I'm going to be a senior in high school and I've found philosophy podcasts to be a great way to sample the thoughts of famous philosophers without having to drudge through esoteric forests of essays. Between listening to Philosophy Bites and Nigel Wharburton's reading of his book Philosophy: The Classics, I've become familiar with a bit of Hume and Kant. It is probable that I have misunderstood much of the material of the podcasts, so the material of this question does not reflect in any way the reliability of the sources. As I understand, Hume proposed the a priori and the a posteriori, the latter constructed by experience. Kant then respected the two categories but divided them into analytic a priori, synthetic a priori (new after Hume), and synthetic a posteriori. What interests me is the problem of "the missing shade of blue." Because all ideas originate from experience, even simple ones like fundamental colors (or shades of them), then are not all colors a posteriori? For they cannot be a priori in...

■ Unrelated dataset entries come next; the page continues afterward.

PR #2523, opened 2018-11-07
Fix test_cli_fsencoding on Python 3.7

tiran:
Starting with Python 3.7, PEP 538 addresses the locale issue. Python now
supports UTF-8 file system encoding with non-UTF-8 C locale.

See: https://docs.python.org/3/whatsnew/3.7.html#whatsnew37-pep538
See: https://pagure.io/freeipa/issue/5887

### DIFF
--- a/ipatests/test_cmdline/test_cli.py
+++ b/ipatests/test_cmdline/test_cli.py
@@ -340,8 +340,14 @@ def test_cli_fsencoding():
         env=env,
     )
     out, err = p.communicate()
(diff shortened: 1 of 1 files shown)


abbra:
LGTM. This should fix a particular problem with Python 3.7.1 on Fedora 29.

tiran:
master:

* 0a5a7bdef7c300cb8f8a8128ce6cf5b115683cbe Fix test_cli_fsencoding on Python 3.7

PR #2530, opened 2018-11-07
Fix ipa user-add --radius=radiusserver

flo-renaud:
## ipa user-add: add optional objectclass for radius-username
    
The command `ipa user-add --radius-username` fails with `ipa: ERROR: attribute "ipatokenRadiusUserName" not allowed` because it does not add the objectclass ipatokenradiusproxyuser that is required by the attribute ipatokenradiususername.

The issue happens with `ipa user-add / stageuser-add / user-mod / stageuser-mod`.
    
The fix adds the objectclass when needed in the pre_common_callback method of baseuser_add and baseuser_mod (ensuring that user and stageuser commands are fixed).

Also add a xmlrpc unit test for `ipa user-add|mod --radius-username`

Fixes https://pagure.io/freeipa/issue/7569

## radiusproxy: add permission for reading radius proxy servers
    
 A non-admin user which has the `User Administrator` role cannot add a user with `ipa user-add --radius=<proxy>` because the call needs to read the radius proxy server entries.

The fix adds a System permission for reading radius proxy server entries (all attributes except the ipatokenradiussecret). This permission is added to the already existing privileges `User Administrators` and `Stage User Administrators`, so that the role `User Administrator` can call `ipa [stage]user-add|mod --radius=<proxy>`

Also add an integration test for the following scenario:
- create a user with the "User Administrator" role
- as this user, create a user with a --radius=<radius_proxy_server>

Fixes: https://pagure.io/freeipa/issue/7570


ipaserver/plugins/baseuser.py
```diff
@@ -573,8 +576,11 @@ def check_userpassword(self, entry_attrs, **options):
             setattr(context, 'randompassword', entry_attrs['userpassword'])
 
     def check_objectclass(self, ldap, dn, entry_attrs):
-        if ('ipasshpubkey' in entry_attrs or 'ipauserauthtype' in entry_attrs
-            or 'userclass' in entry_attrs or 'ipatokenradiusconfiglink' in entry_attrs):
+        if 'ipasshpubkey' in entry_attrs or \
```
tiran: The check can be simplified with a ``set()`` operation:

```
if {'ipasshpubkey', 'ipauserauthtype', 'userclass', 'ipatokenradiusconfiglink', 'ipatokenradiususername'}.intersection(entry_attrs):
```

It's easier to read and faster. Dict's keys views are set-like objects.

flo-renaud: @tiran 
Thanks, I updated the PR with your suggestion.

tiran:
Both patches looks good to me. Thanks for the additional tests, too!

@rcritten @abbra Please take a look, too.

fcami:
Reviewed changes to:
ACI.txt
radiusproxy.py
test_user_permissions.py
baseuser.py
all look good to me.

ipaserver/plugins/baseuser.py
```diff
@@ -602,6 +607,11 @@ def check_objectclass(self, ldap, dn, entry_attrs):
                     answer = self.api.Object['radiusproxy'].get_dn_if_exists(cl)
                     entry_attrs['ipatokenradiusconfiglink'] = answer
 
+            if 'ipatokenradiususername' in entry_attrs:
+                if 'ipatokenradiusproxyuser' not in obj_classes:
+                    entry_attrs['objectclass'].append(
+                        'ipatokenradiusproxyuser')
+
```
rcritten: Isn't this functionally equivalent to lines 488-490, calling add_missing_object_class()?

tiran: Yes, it is. IMHO both places should look like this:

```
if 'ipatokenradiususername' in entry_attrs:
    add_missing_object_class(ldap, u'ipatokenradiusproxyuser', dn,
                             entry_attrs, update=False)
```

flo-renaud: Lines 488-490 are called for user-add, while these lines are called for user-mod.
In user-add (new code), I chose to call the existing function add_missing_object_class, but here I kept the same style as the surrounding lines. The rationale was that obj_classes was already fetched and lowercase'd in line 590, so it looked more efficient. But I can use add_missing_object_class here, too, if you think it's better.

abbra:
I think we can actually go with @flo-renaud variant. Indeed, it would be nice to unify the flows but given we already have the data fetched, not using it would be foolish. May be there could be a comment in the code pointing out that we already have the data fetched?

flo-renaud:
Hi @abbra 
I added a comment as you suggested.

abbra:
ACK, apart from the temp commit. Can it be merged into some other test task? We definitely need to run this test but not as a separate one.

flo-renaud:
The test_user_permissions.py will be run in the nightly thanks to commit [60a31d3](https://github.com/freeipa/freeipa/commit/60a31d3f0ebca54ae21edaeb86b8480ffafe6e23)

flo-renaud:
Temp commit removed

tiran:
master:

* 19cd9603876845ea068b7fd0778e2f0d5ac4fc70 ipa user-add: add optional objectclass for radius-username
* 1c2c2ee6f815babc0ac59040e03e3075d7319e59 tests: add xmlrpc test for ipa user-add --radius-username
* 5d603fce5d87a39c0a12bbed880a286b00128f34 radiusproxy: add permission for reading radius proxy servers
* da4c12c3e6ac978afc1a365c3aed87eae5832a96 ipatests: add integration test for "Read radius servers" perm

PR #2531, opened 2018-11-07
Replace messagebus with modern name dbus

tiran:
"messagebus" is an old, archaic name for dbus. Upstream dbus has started
to move away from the old name. Let's use the modern term in FreeIPA,
too.

Fixes: https://pagure.io/freeipa/issue/7754


tjaalton:
+1 with my Debian hat on

tiran:
RHEL 7.6 and Fedora 28+ also have ``dbus.service``.

flo-renaud:
Hi @tiran 
thanks for the patch. Tested on fedora 28 with no problem.

tiran:
master:

* 4124743862cacd4a9b1c6569e19888302a7736f4 Replace messagebus with modern name dbus

PR #2532, opened 2018-11-07
Fix test_cli_fsencoding on Python 3.7, take 2

tiran:
0a5a7bdef7c300cb8f8a8128ce6cf5b115683cbe introduced another problem. The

Although Hume does not himself use the terms 'a priori' and 'a posteriori', those categories do, roughly, correspond to the distinction that Hume draws between relations of ideas and matter of fact in the Enquiry Concerning Human Understanding. (The Enquiry Concerning Human Understanding is also referred to as the 'first Enquiry', as I will do in what follows, to distinguish it from the Enquiry Concerning the Principles of Morals, the 'second Enquiry'.) Now, by the by, but interestingly enough, Hume doesn't draw the distinction between relations of ideas and matters of fact, at least explicitly, in the earlier Treatise of Human Nature, much of whose first Book was recast in the first Enquiry, although he does draw a related distinction in Book 1, Part 3, Chapter 1 of the Treatise, between relations that depend on 'intuition' and 'demonstration', and have only to do with ideas, in contrast to other relations, which do not so depend on ideas, and thus do not admit of the sort of certainty characteristic of intuition and demonstration.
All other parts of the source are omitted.